Records from a collection

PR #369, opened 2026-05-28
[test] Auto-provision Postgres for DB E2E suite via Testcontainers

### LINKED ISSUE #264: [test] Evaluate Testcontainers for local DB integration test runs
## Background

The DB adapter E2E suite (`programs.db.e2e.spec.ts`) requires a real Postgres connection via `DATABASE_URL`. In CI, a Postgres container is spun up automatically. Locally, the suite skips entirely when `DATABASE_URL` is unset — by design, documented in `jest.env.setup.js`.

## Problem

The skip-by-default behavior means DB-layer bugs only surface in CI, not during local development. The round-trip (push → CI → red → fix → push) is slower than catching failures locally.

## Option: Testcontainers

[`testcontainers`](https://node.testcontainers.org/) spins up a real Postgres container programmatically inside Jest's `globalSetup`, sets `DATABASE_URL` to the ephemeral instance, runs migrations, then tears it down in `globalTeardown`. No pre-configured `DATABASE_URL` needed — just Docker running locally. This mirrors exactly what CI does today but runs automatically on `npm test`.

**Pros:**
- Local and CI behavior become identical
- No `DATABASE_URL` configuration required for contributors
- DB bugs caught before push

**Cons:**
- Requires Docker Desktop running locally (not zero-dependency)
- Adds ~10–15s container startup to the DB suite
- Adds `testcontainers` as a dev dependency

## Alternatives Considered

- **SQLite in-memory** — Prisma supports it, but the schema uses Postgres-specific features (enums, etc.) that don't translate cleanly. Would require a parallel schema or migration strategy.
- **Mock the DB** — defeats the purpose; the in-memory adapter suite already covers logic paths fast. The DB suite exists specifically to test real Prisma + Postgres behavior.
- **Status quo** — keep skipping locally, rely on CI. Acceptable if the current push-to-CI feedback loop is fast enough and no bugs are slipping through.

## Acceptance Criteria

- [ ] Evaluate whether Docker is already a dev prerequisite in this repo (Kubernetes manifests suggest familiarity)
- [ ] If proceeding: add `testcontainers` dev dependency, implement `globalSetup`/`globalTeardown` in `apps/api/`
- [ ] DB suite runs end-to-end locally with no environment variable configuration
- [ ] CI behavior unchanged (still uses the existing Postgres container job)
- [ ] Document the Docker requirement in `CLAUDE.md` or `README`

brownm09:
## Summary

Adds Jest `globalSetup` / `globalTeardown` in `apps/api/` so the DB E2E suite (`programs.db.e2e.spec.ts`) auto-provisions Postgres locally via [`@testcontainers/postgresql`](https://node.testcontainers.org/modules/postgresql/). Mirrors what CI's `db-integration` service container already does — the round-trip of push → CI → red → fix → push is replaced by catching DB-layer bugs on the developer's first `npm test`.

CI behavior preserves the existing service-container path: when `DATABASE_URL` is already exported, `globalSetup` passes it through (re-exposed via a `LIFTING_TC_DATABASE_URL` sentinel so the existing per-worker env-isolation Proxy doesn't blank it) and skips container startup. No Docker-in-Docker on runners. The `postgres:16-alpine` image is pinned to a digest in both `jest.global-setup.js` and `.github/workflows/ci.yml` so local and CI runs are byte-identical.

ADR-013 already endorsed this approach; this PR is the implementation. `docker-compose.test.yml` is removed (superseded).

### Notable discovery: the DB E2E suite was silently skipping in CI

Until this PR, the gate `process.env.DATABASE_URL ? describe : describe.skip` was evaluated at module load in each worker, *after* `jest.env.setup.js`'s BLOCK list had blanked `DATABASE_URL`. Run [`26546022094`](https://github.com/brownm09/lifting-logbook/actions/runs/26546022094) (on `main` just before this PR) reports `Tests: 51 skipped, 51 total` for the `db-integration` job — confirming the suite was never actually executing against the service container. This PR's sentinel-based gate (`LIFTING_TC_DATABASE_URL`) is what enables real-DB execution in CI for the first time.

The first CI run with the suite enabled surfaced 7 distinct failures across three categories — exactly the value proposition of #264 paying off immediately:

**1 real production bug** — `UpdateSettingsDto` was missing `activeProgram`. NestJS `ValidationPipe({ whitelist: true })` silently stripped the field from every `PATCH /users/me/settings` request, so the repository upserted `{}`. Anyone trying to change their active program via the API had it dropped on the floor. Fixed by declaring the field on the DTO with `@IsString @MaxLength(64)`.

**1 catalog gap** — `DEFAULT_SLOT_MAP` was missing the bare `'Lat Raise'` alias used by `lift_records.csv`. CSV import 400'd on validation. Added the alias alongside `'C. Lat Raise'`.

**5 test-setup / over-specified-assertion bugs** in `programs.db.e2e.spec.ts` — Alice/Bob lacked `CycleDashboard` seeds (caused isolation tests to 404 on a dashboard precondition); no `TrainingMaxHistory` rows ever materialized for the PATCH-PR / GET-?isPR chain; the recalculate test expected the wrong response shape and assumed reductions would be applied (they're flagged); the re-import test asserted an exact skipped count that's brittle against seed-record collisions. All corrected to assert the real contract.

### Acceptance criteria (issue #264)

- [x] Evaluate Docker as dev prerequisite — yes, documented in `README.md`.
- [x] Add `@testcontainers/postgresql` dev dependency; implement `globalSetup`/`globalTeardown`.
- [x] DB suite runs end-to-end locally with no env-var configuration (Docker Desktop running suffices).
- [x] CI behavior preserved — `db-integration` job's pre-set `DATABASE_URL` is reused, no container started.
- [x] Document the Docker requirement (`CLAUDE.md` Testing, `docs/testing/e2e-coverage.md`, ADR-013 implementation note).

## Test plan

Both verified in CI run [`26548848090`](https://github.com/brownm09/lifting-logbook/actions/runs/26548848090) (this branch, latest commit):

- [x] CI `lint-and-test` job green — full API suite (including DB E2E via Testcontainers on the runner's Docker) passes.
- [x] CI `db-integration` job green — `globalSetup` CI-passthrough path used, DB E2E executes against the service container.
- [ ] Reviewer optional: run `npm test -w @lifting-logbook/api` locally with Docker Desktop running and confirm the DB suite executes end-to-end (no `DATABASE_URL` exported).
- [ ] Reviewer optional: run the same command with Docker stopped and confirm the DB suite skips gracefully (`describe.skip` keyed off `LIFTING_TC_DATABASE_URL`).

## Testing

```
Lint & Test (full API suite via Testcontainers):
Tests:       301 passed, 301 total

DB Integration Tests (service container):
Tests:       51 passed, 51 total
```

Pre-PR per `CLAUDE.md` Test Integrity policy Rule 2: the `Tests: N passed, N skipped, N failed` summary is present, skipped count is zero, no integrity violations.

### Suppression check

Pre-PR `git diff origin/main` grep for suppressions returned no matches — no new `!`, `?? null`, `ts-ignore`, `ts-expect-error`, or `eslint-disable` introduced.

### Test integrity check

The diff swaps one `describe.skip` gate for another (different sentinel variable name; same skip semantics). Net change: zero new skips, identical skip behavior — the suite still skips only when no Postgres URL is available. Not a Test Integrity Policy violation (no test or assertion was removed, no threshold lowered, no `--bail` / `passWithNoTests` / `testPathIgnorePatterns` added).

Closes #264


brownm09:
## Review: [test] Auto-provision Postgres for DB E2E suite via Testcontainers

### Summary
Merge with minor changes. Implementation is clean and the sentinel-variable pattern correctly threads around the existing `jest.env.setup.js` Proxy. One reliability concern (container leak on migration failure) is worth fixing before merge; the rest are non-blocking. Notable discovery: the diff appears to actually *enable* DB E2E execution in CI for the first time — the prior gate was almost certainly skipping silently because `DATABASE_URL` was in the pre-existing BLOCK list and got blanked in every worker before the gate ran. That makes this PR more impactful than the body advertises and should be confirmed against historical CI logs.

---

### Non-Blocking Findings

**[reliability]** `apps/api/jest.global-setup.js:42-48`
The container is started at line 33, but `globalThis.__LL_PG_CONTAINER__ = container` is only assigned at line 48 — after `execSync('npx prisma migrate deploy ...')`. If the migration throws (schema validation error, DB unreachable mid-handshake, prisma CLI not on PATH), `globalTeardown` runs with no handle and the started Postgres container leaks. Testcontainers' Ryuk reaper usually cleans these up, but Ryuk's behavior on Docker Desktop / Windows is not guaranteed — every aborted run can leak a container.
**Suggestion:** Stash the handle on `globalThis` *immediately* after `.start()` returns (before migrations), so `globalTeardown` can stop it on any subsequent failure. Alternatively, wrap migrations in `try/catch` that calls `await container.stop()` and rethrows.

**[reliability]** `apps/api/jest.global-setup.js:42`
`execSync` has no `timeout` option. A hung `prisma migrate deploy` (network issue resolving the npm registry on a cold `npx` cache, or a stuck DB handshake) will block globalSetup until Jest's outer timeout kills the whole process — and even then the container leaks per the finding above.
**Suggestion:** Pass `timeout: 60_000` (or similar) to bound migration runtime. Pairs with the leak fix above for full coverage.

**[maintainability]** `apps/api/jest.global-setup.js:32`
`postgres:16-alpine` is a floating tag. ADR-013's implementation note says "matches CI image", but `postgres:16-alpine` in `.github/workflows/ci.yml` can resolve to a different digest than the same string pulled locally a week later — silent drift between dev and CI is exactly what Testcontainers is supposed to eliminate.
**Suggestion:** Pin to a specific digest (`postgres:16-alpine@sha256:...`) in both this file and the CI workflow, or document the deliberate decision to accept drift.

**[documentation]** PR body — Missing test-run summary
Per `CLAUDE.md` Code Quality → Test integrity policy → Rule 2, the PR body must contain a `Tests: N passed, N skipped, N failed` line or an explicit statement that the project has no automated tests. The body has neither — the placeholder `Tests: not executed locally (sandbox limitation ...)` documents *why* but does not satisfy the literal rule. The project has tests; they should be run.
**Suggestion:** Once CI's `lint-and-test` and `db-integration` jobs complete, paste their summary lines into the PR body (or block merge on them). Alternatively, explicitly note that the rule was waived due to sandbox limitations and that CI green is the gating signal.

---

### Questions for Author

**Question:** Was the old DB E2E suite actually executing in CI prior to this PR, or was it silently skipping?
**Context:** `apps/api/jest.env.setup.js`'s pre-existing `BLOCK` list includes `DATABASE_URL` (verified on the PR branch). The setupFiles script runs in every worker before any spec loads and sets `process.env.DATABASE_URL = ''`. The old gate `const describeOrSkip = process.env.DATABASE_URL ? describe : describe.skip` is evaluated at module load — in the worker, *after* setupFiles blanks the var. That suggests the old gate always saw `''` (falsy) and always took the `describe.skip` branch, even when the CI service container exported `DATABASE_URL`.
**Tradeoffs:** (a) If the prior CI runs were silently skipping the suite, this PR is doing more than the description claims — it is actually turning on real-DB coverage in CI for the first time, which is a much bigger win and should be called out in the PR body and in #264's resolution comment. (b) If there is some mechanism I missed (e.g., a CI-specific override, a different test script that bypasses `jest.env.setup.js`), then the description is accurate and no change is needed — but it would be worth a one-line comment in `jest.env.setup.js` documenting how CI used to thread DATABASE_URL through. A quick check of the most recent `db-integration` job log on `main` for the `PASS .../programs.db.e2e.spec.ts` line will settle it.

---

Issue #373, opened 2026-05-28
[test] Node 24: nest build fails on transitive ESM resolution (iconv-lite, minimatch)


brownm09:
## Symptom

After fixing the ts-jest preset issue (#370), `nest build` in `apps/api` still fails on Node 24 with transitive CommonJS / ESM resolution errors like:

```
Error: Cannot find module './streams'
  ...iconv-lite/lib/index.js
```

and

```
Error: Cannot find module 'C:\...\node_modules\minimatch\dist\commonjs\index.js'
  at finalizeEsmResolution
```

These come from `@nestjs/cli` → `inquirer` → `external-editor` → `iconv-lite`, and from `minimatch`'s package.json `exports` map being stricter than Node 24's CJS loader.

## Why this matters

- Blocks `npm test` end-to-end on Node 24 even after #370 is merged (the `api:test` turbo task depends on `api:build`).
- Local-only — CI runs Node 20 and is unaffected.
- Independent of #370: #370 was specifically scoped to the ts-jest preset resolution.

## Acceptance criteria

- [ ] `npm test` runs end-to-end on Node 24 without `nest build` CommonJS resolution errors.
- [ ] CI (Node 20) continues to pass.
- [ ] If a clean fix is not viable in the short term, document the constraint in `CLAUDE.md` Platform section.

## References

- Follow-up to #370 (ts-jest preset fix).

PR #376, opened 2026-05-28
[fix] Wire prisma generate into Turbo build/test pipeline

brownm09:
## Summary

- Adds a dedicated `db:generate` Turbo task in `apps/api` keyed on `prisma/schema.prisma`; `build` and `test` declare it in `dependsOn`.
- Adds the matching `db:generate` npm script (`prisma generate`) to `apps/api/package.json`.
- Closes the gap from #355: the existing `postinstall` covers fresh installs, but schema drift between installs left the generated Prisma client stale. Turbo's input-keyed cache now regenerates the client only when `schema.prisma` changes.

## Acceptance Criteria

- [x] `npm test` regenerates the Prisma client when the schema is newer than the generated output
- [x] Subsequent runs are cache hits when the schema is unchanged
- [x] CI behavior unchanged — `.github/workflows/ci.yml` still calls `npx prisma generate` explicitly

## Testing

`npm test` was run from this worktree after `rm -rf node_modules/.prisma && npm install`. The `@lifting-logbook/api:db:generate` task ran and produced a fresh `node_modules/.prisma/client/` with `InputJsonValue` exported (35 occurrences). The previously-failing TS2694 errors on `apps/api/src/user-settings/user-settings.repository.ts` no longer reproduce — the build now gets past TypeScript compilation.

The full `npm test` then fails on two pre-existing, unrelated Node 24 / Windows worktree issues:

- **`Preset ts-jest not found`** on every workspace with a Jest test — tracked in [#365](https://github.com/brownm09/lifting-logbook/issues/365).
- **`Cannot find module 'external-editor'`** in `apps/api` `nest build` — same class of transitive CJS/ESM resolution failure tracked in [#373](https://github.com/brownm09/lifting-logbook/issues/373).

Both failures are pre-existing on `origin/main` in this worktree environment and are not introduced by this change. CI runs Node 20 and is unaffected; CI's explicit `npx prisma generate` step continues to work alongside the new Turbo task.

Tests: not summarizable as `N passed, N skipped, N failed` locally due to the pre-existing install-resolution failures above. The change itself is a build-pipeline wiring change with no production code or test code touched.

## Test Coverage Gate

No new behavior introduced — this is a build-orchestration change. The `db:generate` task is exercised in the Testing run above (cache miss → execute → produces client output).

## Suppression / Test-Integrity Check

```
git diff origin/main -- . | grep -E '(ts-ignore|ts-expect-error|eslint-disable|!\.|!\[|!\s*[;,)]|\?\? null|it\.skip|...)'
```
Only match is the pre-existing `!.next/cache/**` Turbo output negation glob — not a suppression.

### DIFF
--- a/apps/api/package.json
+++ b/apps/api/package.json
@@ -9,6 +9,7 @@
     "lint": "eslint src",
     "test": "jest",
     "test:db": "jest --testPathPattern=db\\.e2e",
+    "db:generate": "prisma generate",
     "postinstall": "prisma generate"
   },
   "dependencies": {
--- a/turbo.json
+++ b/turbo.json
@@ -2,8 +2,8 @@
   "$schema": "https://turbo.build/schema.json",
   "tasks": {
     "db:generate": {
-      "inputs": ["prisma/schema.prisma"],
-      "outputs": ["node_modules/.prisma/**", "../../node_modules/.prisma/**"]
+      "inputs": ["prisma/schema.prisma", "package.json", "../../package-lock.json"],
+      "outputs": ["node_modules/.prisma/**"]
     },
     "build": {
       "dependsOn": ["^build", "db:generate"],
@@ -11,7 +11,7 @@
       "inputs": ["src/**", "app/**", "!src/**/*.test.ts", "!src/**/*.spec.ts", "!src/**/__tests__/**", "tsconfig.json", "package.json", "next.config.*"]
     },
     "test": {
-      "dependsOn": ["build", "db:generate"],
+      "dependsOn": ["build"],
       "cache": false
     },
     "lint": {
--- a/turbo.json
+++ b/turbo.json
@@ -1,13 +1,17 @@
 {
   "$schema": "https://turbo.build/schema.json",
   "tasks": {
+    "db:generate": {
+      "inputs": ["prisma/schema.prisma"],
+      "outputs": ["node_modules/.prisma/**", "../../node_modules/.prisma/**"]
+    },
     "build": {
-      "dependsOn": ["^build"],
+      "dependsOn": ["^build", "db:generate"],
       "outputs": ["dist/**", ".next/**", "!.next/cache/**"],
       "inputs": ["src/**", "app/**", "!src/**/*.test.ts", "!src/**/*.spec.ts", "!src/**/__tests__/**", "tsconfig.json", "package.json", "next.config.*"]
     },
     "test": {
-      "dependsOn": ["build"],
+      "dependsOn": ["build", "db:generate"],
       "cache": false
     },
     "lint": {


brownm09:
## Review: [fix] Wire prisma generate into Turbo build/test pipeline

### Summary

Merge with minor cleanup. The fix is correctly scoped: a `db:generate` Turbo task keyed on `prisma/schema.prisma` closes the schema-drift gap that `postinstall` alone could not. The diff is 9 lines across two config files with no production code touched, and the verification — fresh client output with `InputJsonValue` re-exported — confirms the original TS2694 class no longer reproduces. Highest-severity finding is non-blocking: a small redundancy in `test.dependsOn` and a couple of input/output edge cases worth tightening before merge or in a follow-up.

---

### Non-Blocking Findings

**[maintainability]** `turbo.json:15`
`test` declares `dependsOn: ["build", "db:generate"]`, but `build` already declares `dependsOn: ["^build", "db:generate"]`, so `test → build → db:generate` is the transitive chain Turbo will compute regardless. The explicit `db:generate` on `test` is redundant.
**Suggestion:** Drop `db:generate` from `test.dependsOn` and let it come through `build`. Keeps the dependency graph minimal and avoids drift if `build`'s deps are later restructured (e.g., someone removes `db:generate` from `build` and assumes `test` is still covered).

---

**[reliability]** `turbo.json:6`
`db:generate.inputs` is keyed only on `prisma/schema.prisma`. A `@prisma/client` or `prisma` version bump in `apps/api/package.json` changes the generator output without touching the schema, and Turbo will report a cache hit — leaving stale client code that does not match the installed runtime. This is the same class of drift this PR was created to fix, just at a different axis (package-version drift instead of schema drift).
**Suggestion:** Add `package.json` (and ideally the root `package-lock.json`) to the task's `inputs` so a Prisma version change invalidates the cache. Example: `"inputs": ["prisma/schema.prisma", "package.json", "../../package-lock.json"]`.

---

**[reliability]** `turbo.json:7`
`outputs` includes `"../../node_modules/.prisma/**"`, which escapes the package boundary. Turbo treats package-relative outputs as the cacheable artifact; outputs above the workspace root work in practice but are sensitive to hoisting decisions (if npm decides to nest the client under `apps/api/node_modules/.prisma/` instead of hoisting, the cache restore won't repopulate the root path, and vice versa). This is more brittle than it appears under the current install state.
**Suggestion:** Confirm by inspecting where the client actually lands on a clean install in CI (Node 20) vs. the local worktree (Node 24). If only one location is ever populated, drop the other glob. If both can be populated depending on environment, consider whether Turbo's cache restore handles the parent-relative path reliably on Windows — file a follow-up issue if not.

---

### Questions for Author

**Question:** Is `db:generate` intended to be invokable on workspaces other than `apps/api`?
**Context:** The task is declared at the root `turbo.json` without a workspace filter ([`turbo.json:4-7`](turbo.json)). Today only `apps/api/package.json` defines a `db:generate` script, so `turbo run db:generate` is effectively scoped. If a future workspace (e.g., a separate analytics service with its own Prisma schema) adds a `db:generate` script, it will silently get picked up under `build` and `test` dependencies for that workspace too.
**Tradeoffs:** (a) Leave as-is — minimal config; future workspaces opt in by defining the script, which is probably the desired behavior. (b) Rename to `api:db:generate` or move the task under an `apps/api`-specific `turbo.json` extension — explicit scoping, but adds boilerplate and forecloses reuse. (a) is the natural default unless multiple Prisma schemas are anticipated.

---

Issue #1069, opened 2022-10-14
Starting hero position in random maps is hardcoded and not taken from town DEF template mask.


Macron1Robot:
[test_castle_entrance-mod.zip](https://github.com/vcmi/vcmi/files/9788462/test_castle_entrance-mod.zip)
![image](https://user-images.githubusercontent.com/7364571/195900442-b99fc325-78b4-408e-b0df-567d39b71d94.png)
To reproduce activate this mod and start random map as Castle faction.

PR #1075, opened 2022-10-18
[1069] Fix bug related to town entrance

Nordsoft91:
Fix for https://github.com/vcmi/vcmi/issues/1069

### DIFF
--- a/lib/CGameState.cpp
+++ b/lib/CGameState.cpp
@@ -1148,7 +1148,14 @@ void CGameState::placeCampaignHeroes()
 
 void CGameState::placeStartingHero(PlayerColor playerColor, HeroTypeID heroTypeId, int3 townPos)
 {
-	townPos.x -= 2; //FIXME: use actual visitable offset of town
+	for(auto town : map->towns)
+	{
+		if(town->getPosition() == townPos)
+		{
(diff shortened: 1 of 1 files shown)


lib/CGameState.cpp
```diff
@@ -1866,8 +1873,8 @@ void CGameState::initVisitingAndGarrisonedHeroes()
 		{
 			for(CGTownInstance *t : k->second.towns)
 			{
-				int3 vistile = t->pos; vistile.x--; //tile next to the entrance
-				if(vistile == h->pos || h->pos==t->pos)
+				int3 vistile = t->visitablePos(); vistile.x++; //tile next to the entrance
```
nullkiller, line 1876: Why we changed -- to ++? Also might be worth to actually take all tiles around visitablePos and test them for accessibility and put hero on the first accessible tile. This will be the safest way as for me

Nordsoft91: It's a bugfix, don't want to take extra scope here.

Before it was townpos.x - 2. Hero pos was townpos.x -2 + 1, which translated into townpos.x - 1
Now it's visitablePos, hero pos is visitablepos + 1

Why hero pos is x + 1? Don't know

= Aim of the task =
What you return should be exactly the lines above, starting at the one with "catalog gap** —" and ending at the one with "Both verified in", and nothing else.

= Solution to the exercise =
**1 catalog gap** — `DEFAULT_SLOT_MAP` was missing the bare `'Lat Raise'` alias used by `lift_records.csv`. CSV import 400'd on validation. Added the alias alongside `'C. Lat Raise'`.

**5 test-setup / over-specified-assertion bugs** in `programs.db.e2e.spec.ts` — Alice/Bob lacked `CycleDashboard` seeds (caused isolation tests to 404 on a dashboard precondition); no `TrainingMaxHistory` rows ever materialized for the PATCH-PR / GET-?isPR chain; the recalculate test expected the wrong response shape and assumed reductions would be applied (they're flagged); the re-import test asserted an exact skipped count that's brittle against seed-record collisions. All corrected to assert the real contract.

### Acceptance criteria (issue #264)

- [x] Evaluate Docker as dev prerequisite — yes, documented in `README.md`.
- [x] Add `@testcontainers/postgresql` dev dependency; implement `globalSetup`/`globalTeardown`.
- [x] DB suite runs end-to-end locally with no env-var configuration (Docker Desktop running suffices).
- [x] CI behavior preserved — `db-integration` job's pre-set `DATABASE_URL` is reused, no container started.
- [x] Document the Docker requirement (`CLAUDE.md` Testing, `docs/testing/e2e-coverage.md`, ADR-013 implementation note).

## Test plan

Both verified in CI run [`26548848090`](https://github.com/brownm09/lifting-logbook/actions/runs/26548848090) (this branch, latest commit):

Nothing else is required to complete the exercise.